To find the smallest number, we start systematically with A equals 1. For A equals 1, we need 1 plus B to be divisible by 3, so B can be 2, 5, or 8. This gives us three candidates: 1122, 1155, and 1188. Since we want the smallest, we check 1122 first. Let's verify: 1122 divided by 33 equals 34 with no remainder. We can double-check: 34 times 33 equals 1122. For divisibility rules: the sum of digits is 1 plus 1 plus 2 plus 2 equals 6, which is divisible by 3. The alternating sum is 1 minus 1 plus 2 minus 2 equals 0, which is divisible by 11. Therefore, 1122 is indeed divisible by 33 and is our answer.

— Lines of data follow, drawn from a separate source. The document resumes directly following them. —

PR #2984, opened 2026-02-17
Support for valid domains using a nested wildcard

juanscr:

## Description
Beforehand, we only allowed wildcard on the first subdomain of a valid origin. Although this was an easy abstraction, we have found that new apps need to add more valid origins that have wildcards in different part of the domains. As such:

1. Wildcards can be part in any part of the subdomain that is not the top-level domain (TLD). The reason why we are not allowing it in the TLD is to force apps to properly configure which domains are available instead of allowing too much unintended domains.
2. Only one wildcard is allowed in the whole domain, which keeps the old restriction still true while allowing more flexibility. The only wildcard is also for security reasons, so app need to fully enumerate the domains they want avoiding not-wanted domains.

### Main changes in the PR:

1. Change domain validation to support wildcards in other parts of the subdomain.

### Validation performed:

1. Unit testing.

### Unit Tests added:

Yes.

### End-to-end tests added:

No.

### Change file added:

No.


jekloudaMSFT (approved):

packages/teams-js/src/internal/urlPattern.ts
vhuseinova-msft, line 24: minor: Could you add description for what the func does?

packages/teams-js/src/internal/urlPattern.ts
```diff
@@ -28,20 +28,40 @@ const userOriginUrlValidationRegExp = /^[A-Za-z][A-Za-z\d+.-]*:\/\//;
...
+    if (patternSegments[i] === hostSegments[i]) {
+      continue;
+    }
+
+    if (patternSegments[i] !== '*') {
+      return false;
+    }
+
+    // Wildcard in the last segment (TLD position) is not allowed for security reasons.
+    if (i === patternSegments.length - 1 || hasUsedWildcard) {
```
vhuseinova-msft, line 58: minor, could you add a comment here that the second part of the check (`|| hasUsedWildcard`) is needed because only 1 wildcard is allowe in the pattern?

vhuseinova-msft (approved):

Let's perform a complete verification of our answer 1122. First, the division check: 1122 divided by 33 equals 34 with remainder 0. We can verify this by calculating 34 times 33: that's 34 times 30 plus 34 times 3, which equals 1020 plus 102, giving us 1122. Next, let's check the divisibility rules. For divisibility by 3, the sum of digits is 1 plus 1 plus 2 plus 2 equals 6, and 6 divided by 3 equals 2, so it's divisible by 3. For divisibility by 11, the alternating sum is 1 minus 1 plus 2 minus 2 equals 0, and 0 divided by 11 equals 0, so it's divisible by 11. Therefore, our complete solution process confirms that 1122 is the smallest 4-digit number of the form AABB that is divisible by 33.